In 2014 Langford started the season in the seniors showing at times the VFL form from the previous year. He lost his spot mid year and returned to Box Hill and told to work on several parts of his game. Within a month he had returned the seniors and became one of Hawthorn's best reliable midfielders after shutting out captain Joel Selwood in a round 22 clash and a best on ground performance in the Preliminary Final shutting down captain Travis Boak and a dominating display in the 2014 AFL Grand Final where he kicked 3 goals and collected 21 disposals. The Hawks won by 63 points and he was listed as one of the best players.

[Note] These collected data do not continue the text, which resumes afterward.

PR #955, opened 2026-09-08
Do not clip table cells from the UA stylesheet

dchupp:
`td, th { overflow: hidden }` in the default stylesheet is not from any specification.

The HTML Standard's rendering section ([§15.3.8, Tables](https://html.spec.whatwg.org/multipage/rendering.html#tables-2)) gives table cells exactly three properties:

```css
td, th { display: table-cell; }
td, th { padding: 1px; }
th     { font-weight: bold; }
```

No `overflow`. No browser clips a cell either.

## Why it survived this long

It is **invisible under automatic table layout** — a narrow `td` simply widens to fit its content, so the clip never bites. My first repro reported identical output before and after, which is what the note in our own tree had recorded as "cannot demonstrate". It needs `table-layout: fixed`, where the column cannot grow.

## The observable is ink, not text

A clipped glyph is still in the content stream, so `pdftotext` finds it either way and reports the document complete — the same property that makes this class of loss undetectable from the finished PDF. Rasterising is the only way to see it.

Measured with MuPDF at 200dpi, counting dark pixels to the right of a 40pt cell holding a 15-character word in a `table-layout: fixed` table:

| | ink right of the cell |
| --- | --- |
| **Chrome 152** | **2021** |
| `main` | 1315 |
| this change | 2542 |

One renderer rather than the two the testing conventions ask for — `pypdfium2` is not installed on this machine. MuPDF is specifically the one that *honours* the clip, which is the property under test, so I do not think the second adds much here; happy to add it if you would rather.

## Three existing fixtures depended on the UA rule

`OverflowClipIntegrationTests`' rounded-box-in-a-table-cell tests obtained a clipping cell from the default sheet, and one asserted it outright:

```csharp
// td has overflow:hidden from the PeachPDF default stylesheet
Assert.Equal(Overflow.Hidden, td!.Overflow.Value);
```

Their real subject is the padding-box clip bound under a non-uniform `border-radius`, not where the cell's overflow came from — so each fixture now declares `overflow: hidden` on the cell itself and the assertions are unchanged. Flagging it prominently because it is a change to your tests, not mine, and I would rather you disagreed with it explicitly than found it later.

## Tests

`TableCellOverflowTests`, three fixtures, the first two failing against `main`:

- a cell's computed `Overflow` is `Visible`;
- a cell pushes **no clip of its own** — asserted through `FragmentPaintHarness` + `RecordingGraphics.PushedClips`, per the convention for a change that alters what reaches the graphics layer;
- an author-declared `overflow: hidden` still clips, so removing the UA rule has not removed the property's effect.

`dotnet build PeachPDF.Tests -t:Rebuild`: no new warnings. `dotnet test --framework net8.0`: 10,348 passed, 0 failed, 9 skipped.


jhaygood86:
Reviewed against this repo's conventions. Build is clean (0 warnings on `dotnet build -t:Rebuild`), the targeted Table/OverflowClip test filter passes (725/725), and the related `MonolithicContentLayoutIntegrationTests`/`TableSpannedBandRepetitionTests` (43 tests) that reference table-cell overflow assumptions still pass unaffected.

**Spec verification (confirmed):** fetched https://html.spec.whatwg.org/multipage/rendering.html#tables-2 directly — §15.3.8 gives `td, th` only `display: table-cell` and `padding: 1px`, plus `th { font-weight: bold }`. No `overflow` anywhere in the section. Cross-checked the rest of that section's rules (`table { display }`, `caption { text-align: center }`, `border-spacing: 2px`, `vertical-align: middle`/`inherit`) against `CssDefaults.cs` — all already match; no other UA-sheet mismatch found.

**Fixture preservation (confirmed correct):** the three `OverflowClipIntegrationTests` fixtures now declare `overflow: hidden` on the `td` in their own CSS rather than relying on the UA default; assertions are unchanged and the real subject (padding-box clip bound under non-uniform `border-radius`) is untouched.

**One real gap — `docs/html-css-support.md` was not updated.** The `table-layout` row (line 786) still reads: *"...so overflowing text wraps (**or is clipped**) inside its column rather than widening it."* That's now stale — with the UA rule removed, a `table-layout: fixed` cell no longer clips by default. Per this repo's own convention ("update the relevant doc page... in the same change, rather than as a follow-up"), this line needs correcting. The new migration note even links to this section as though it documents current behavior.

**Stale explanatory comments** (not wrong code, just now-false reasoning) referencing "td/th get overflow:hidden from the UA stylesheet" remain in `src/PeachPDF/Html/Core/Dom/CssBox.cs:3443-3444` and in two test files (`MonolithicContentLayoutIntegrationTests.cs:349-351`, `TableSpannedBandRepetitionTests.cs:385-386`). None affect correctness (the `CssBox.cs` exclusion is keyed off `ActualDisplay`, not overflow value) but they should be corrected alongside the doc fix.

Given the behavioral weight of this change (previously-invisible content becomes visible in existing `table-layout: fixed` documents), worth a maintainer call on whether that's acceptable even though it's spec-correct — some real documents may have been unintentionally relying on the old clipping.

dchupp:
All three addressed, rebased and force-pushed. And thank you for tracing the spec section yourself and cross-checking the rest of §15.3.8 against `CssDefaults.cs` — that is a stronger check than the one I did, which only looked at the rule I was removing.

**The `docs/html-css-support.md` gap — fixed, and you are right that it was the real one.** The `table-layout` row now reads:

> …so overflowing text wraps inside its column rather than widening it — and text that cannot wrap overflows the column visibly, as it does in a browser, since a cell does not clip unless it declares `overflow: hidden` itself.

The migration note now says the row was updated rather than linking it as though it already described current behaviour.

**Stale explanatory comments — corrected, and one of them was wrong in a more interesting way than "now false".** `CssBox.cs`'s exclusion comment said cells are excluded because the UA sheet gives them `overflow: hidden`. As you note, the exclusion is keyed off `ActualDisplay`, so the reasoning was never quite what the code did — the comment now says the exclusion is by display *rather than* by overflow value, and why that matters: a cell that declares `overflow: hidden` itself would otherwise read as monolithic and lose `CssLayoutEngineTable`'s own fragmentation. Same correction in `MonolithicContentLayoutIntegrationTests`. I could not find a matching stale comment in `TableSpannedBandRepetitionTests` — its `overflow` mentions are all about a row overflowing *through* a band, unrelated — so I have left it alone; point me at it if I have missed one.

**On the behavioural call — agreed, and it is yours to make.** To put the exposure as precisely as I can: it only reaches a document where a column genuinely cannot widen, which in practice means `table-layout: fixed` or an explicit `<col>`/cell width that the content exceeds. Under automatic layout nothing changes at all, which is why this was invisible for so long. So the documents at risk are the ones that set a fixed layout *and* overflow it, and for those the previous behaviour was silently dropping content rather than showing it — but you are right that "previously invisible content becomes visible" is a real change for a document someone has already tuned against the old output, and that is a judgement about your users rather than about the spec.

If you would rather not take it, the honest alternative is to leave the UA rule and document it as a deliberate deviation, since it is the kind of thing the next person will otherwise re-discover. I would still suggest fixing the `table-layout` doc row either way, since it currently describes clipping as a property of fixed layout rather than of the UA sheet.

Separately: while sweeping for stale references I found one broken doc anchor of my own left on `main` from #951 — sent as #960, same class as the two you fixed in #959.

`dotnet build PeachPDF.Tests -t:Rebuild`: no new warnings. `dotnet test --framework net8.0`: 10,376 passed, 0 failed, 9 skipped.

jhaygood86 (approved):
Verified the docs fix: `table-layout` row now correctly describes overflow behavior under `fixed` layout, matching browsers. Also verified the stale-comment corrections — nice catch on your end that `CssBox.cs`'s exclusion comment was subtly wrong in its own right (keyed off `ActualDisplay`, not overflow value), not just stale.

On the behavioral judgment call: proceeding with this as-is. The exposure is narrow (only `table-layout: fixed` or an explicit width that content overflows — invisible under automatic layout, which is the common case), and the previous behavior was silently discarding content rather than showing it, which is arguably the worse failure mode of the two. This also matches the standing orientation across this whole batch of PRs toward spec/browser-parity over incidental existing behavior. If a real-world regression report comes in, it's easy to revisit as a documented, tracked accepted-deviation instead.

Build clean, Table/OverflowClip-filtered suite (730 tests) passes.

Langford enjoyed career-high kicking and marking figures in 2017 and his best since 2014 when he was the star of the finals series. He was one of the few bright lights early in the season when the Hawks were being trounced. His goalkicking became erratic missing what should have been easy set shots put his teammates under pressure. He played only six senior games in 2018, suffering a season ending hamstring injury.

On 30 October 2018, Langford was delisted by Hawthorn and subsequently retired.

==Statistics==

Season: Team; No.; Games; Totals; Averages (per game); Votes
G: B; K; H; D; M; T; G; B; K; H; D; M; T
2011: Hawthorn; 48; 0; —; —; —; —; —; —; —; —; —; —; —; —; —; —; —
2012: Hawthorn; 48; 0; —; —; —; —; —; —; —; —; —; —; —; —; —; —; —
2013: Hawthorn; 29; 1; 0; 1; 3; 1; 4; 1; 3; 0.0; 1.0; 3.0; 1.0; 4.0; 1.0; 3.0; 0
2014^{#}: Hawthorn; 29; 19; 9; 8; 166; 199; 365; 35; 90; 0.5; 0.4; 8.7; 10.5; 19.2; 1.8; 4.7; 1
2015: Hawthorn; 29; 13; 4; 7; 125; 126; 251; 26; 56; 0.3; 0.5; 9.6; 9.7; 19.3; 2.0; 4.3; 0
2016: Hawthorn; 29; 13; 4; 4; 118; 106; 224; 31; 65; 0.3; 0.3; 9.1; 8.2; 17.2; 8.2; 5.0; 0
2017: Hawthorn; 29; 20; 7; 15; 196; 166; 362; 65; 70; 0.4; 0.8; 9.8; 8.3; 18.1; 3.3; 3.5; 0
2018: Hawthorn; 29; 6; 0; 1; 36; 31; 67; 12; 11; 0.0; 0.2; 6.0; 5.2; 11.2; 2.0; 1.8; 0
Career: 72; 24; 36; 644; 629; 1273; 170; 295; 0.3; 0.5; 8.9; 8.7; 17.7; 2.4; 4.1; 1

==Honours and achievements==
Team
- AFL premiership player: 2014
- Minor premiership: 2013
- VFL premiership player: 2013
- Minor premiership: 2015

==Family==
He is the son of Hawthorn Team of the Century backman Chris Langford, who represented the club in 303 games, including 4 premierships, and is currently a member of the AFL Commission. Will's younger brother, Lachlan Langford, was rookied by the Hawks in the 2015 AFL rookie draft. It was the first time brothers had been on the list since Shane and Justin Crawford in 1998.
With Will's premiership in 2014, the Langfords became the second father/son premiership players at the club after Peter and Paul Hudson in 1971 and 1991 respectively.

His uncle, Tom Langford, was a prominent VFL player, mainly with Port Melbourne, from 2006-2017 before becoming a development coach with Richmond.